Housing Market Restraints and Their Divisive Nature
Housing Market Restraints and Their Divisive Nature
Over the course of nearly a decade, the Canadian housing market rocketed upwards in terms of pricing. Although it may not have been intended, many claim the increase is due to the attempted rescuing of global capitalism as of 2008.
Firefighting: The Financial Crisis and Its Lessons, a brand new book published by Ben Bernanke, former chair of the United States Federal Reserve, puts plenty of additional evidence on display.
According to Bernanke’s book, the 2008 credit crunch led to central banks around the globe cutting interest rates. The goal being to prevent harm should an event similar to the Great Depression occur.
“We helped shape the American and international response to a conflagration that choked off global credit, ravaged global finance, and plunged the American economy into the most damaging recession since the bread lines and shantytowns of the 1930s,”.
Critics are calling the scheme an issue derived from irresponsible and mismanaged lending. Slashing interest rates to near zero, giving hundreds of billion to banks (U.S. dollars), and other similar actions.
Despite the evidence that Bernanke got this right, signs opposing such a notion are still present.
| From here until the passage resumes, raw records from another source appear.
PR #424, opened 2020-10-01
GP2-451: Case study component

stevejalim:
This PR contains backend and frontent for the Case Study feature mentioned in the ticket.

The backend work:

* Adds a new CaseStudy snippet, following the spec in the ticket, which can be added to a DetailPage just like the ContentModule used to be able to
* Adds two custom tag types, specifically for personalisation - HS-code tags and Country code tags (both just strings)
* Uses these new custom tag types on the CaseStudy snippet, so it's possible to select a case study via these tags
* Removes the ContentModule from the DetailPage's Streamfield, so it won't appear any more
* Adds temporary/placeholder/good-enough-to-test-drive logic to support filtering for a Case Study by HS code (via `?hs-tag=XXXXX`) or country code (via `?country-tag=YYYYY`) or both (via `?hs-tag=XXX&country-tag=YYYY`)
* Roughs in FE content for @lewis-coulson-dit to work with

The frontend work:

* Builds out the new case study module using components from storybook
* (more detail to come from @lewis-coulson-dit if needed)

## To test drive

* Add a new Snippet, picking the CaseStudy option
  * Confirm that to save it, you need to have exactly the following (please play around): 
    * company name
    * summary paragraph
    * one media block in the body, with at least one image or video, and max two. 
    * content in the rich-text area
* Tags are not needed to save the Snippet, but confirm you can add them to both tag fields. Add a couple, save the page and re-edit. Confirm that tags created for one field do NOT autocomplete for the other field.
* Save two snippets - one with a video and an image. Give BOTH Snippets a HS code of `HS1234`, give one of these snippets a country code of DE and save it and another Snippet with a country code of FR and save it. Remember which you saved last.
* Add the CaseStudy component to a DetailPage/lesson page and save it.

**To confirm the temporary tag logic is working:** 
* Browse to that detail page. Add ?hs-tag=HS1234 to the URL - you should see the case study which was saved most recently, including its media content
* Change the querystring to ?country-tag=FR and you should see the case study associated with that tag; now try DE instead of FR
* Note that providing both querystrings at once will not work right now, but that is OK because this logic will be replaced by a proper algorithm very soon.

## Checklist

 - [X] Ticket exists in Jira  https://uktrade.atlassian.net/browse/GP2-451 
 - [ ] [Changelog](CHANGELOG.md) entry added. --> TO COME AFTER FRONTEND

 - [ ] (if is a UI change) Includes screenshot(s) - ideally before and after, but at least after
 
## Screenshots (Backend)

Screenshot 2020-10-01 at 15 59 54
Screenshot 2020-10-01 at 15 59 57
Screenshot 2020-10-01 at 16 03 47
Screenshot 2020-10-01 at 16 09 09
Screenshot 2020-10-01 at 16 09 28
Screenshot 2020-10-01 at 16 45 18

Screenshot 2020-10-07 at 09 32 27
Screenshot 2020-10-07 at 09 33 02
Screenshot 2020-10-07 at 09 46 49
Screenshot 2020-10-07 at 09 46 54


core/blocks.py
```diff
@@ -224,3 +226,52 @@ class Meta:
...
+    class Meta:
+        admin_text = (
+            'Case Studies are automatically displayed based on '
+            'personalisation rules; no configuration needed beyond '
+            'adding this block to the page.'
+        )
+        icon = 'fa-book'
+        template = 'core/case_study_block.html'
+
+    def _annotate_with_case_study(self, context):
```
stevejalim, line 242: This is where I think the real logic for determining who gets to see this case study will slot in.

I can add tests for it to keep codecov happy, but I suspect it's going to be thrown away soon in favour of the real algorithm

stevejalim: @webbyfox Here, instead of getting the tags from request.GET, we can look at context['request'].user and then run the personalisation logic to get the right tags. Once you have the tags, the code that does the CaseStudy.objects.filter will need a change (at the moment it’s an OR not an AND query, just to show the new HS and country tags working)

core/models.py
```diff
@@ -608,3 +616,170 @@ class ContentModule(ClusterableModel):
...
+        verbose_name='HS-code tags'
+    )
+
+    country_code_tags = ClusterTaggableManager(
+        through='core.CountryTaggedCaseStudy',
+        blank=True,
+        verbose_name='Country tags'
+    )
+
+    created = CreationDateTimeField('created', null=True)
```
webbyfox, line 751: Any reason behind `null=True`. Always,  there should be value for the `created` field.

webbyfox (commented):
Overall, looks good. Worth to review WT data migration for this. Cases where some tags/video do not exist on the target server and it gets migrated via WT process.

core/models.py
stevejalim: True, this is a brand-new model. I took this from other models, but realise it was probably added after the original migrations.

stevejalim:
@webbyfox 
> Overall, looks good. Worth to review WT data migration for this. Cases where some tags/video do not exist on the target server and it gets migrated via WT process.

YES, exactly - you read my mind. I have already added it to my checklist for my WagtailTransfer work, but am super happy we're both thinking about it. 🚀

core/models.py
```diff
@@ -608,3 +616,222 @@ class ContentModule(ClusterableModel):
...
+                    # implicitly, [0] must be an image
+                    # video after image: not allowed
+                    error_messages.append(
+                        'The video must come before a still image.'
+                    )
+
+    return error_messages
+
+
+def case_study_body_validation(value):
```
stevejalim, line 716: @webbyfox Heya Riz - could you please re-review this function and the two private functions it uses - they are the only additions since you reviewed the draft PR for backend code. Thanks!

core/models.py
```diff
@@ -608,3 +616,222 @@ class ContentModule(ClusterableModel):
...
+                if set(subnode_block_types) == {VIDEO_BLOCK}:
+                    # Two videos: not allowed
+                    error_messages.append(
+                        'Only one video may be used in a case study.'
+                    )
+                elif subnode_block_types[1] == VIDEO_BLOCK:
+                    # implicitly, [0] must be an image
+                    # video after image: not allowed
+                    error_messages.append(
+                        'The video must come before a still image.'
```
webbyfox, line 710: @stevejalim  confused with this comment, as the comment above [L708] says `video after image: not allowed` which contradict this line

webbyfox (approved):
Looking really good. @bobmeredith  @dahfool might want to have a look on FE code

dahfool (approved):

Interest rates that are held lower than market demand have created several distortions.
Following the events of 2008, the U.S. housing market was completely collapsed. They absolutely needed the stimulus that was provided by low rates. It’s important to note that this was not the case in Canada and Australia, where housing markets were doing phenomenally.
Canada’s housing market is relative in terms of its independance, and due to this, their housing market was affected. Had the Bank of Canada held rates above four percent while the Feds were holding at approximately zero, the results would be disastrous.
The view from before the incident must have appeared as though the Canadian Market would boom. More construction, as well as more money in the hands of the owners. Unfortunately, that wasn’t the case.
Some locations saw an increase of almost 30 percent in only a year. Houses become essentially unaffordable. Nobody could buy a house, as a figurative monster loomed over the market.
It’s important to note that while these rates of return were shockingly high, foreign buyers took their shot at bidding the market up further, and succeeded. The only way for most Canadians to compete with these foreign buyers was to obtain a mortgage that inevitably ravaged their overall income.
During this time, Stephen Poloz, governor of the Bank of Canada following Mark Carney, was up to his ears with concern. This housing bubble seemed like it was about to burst, and splash all over the rest of Canada.
It’s mere common knowledge that Poloz’s hands are tied behind his back. Not much he can do but remain on path with U.S. interest rates.
The Bank of Canada has been using macroprudential tools in order to keep interest rates low and stimulation high. In order for this stimulation to remain contained, the use of mortgage stress tests has become vital.
Mortgage stress tests have been shown to accomplish their goal many times over, however, they tend to leave home owners moving towards other sources of funding. Also, mortgages themselves are on the decline.
Perhaps all that’s needed is the proper dose of stimulus. No need for a repeat of 2008.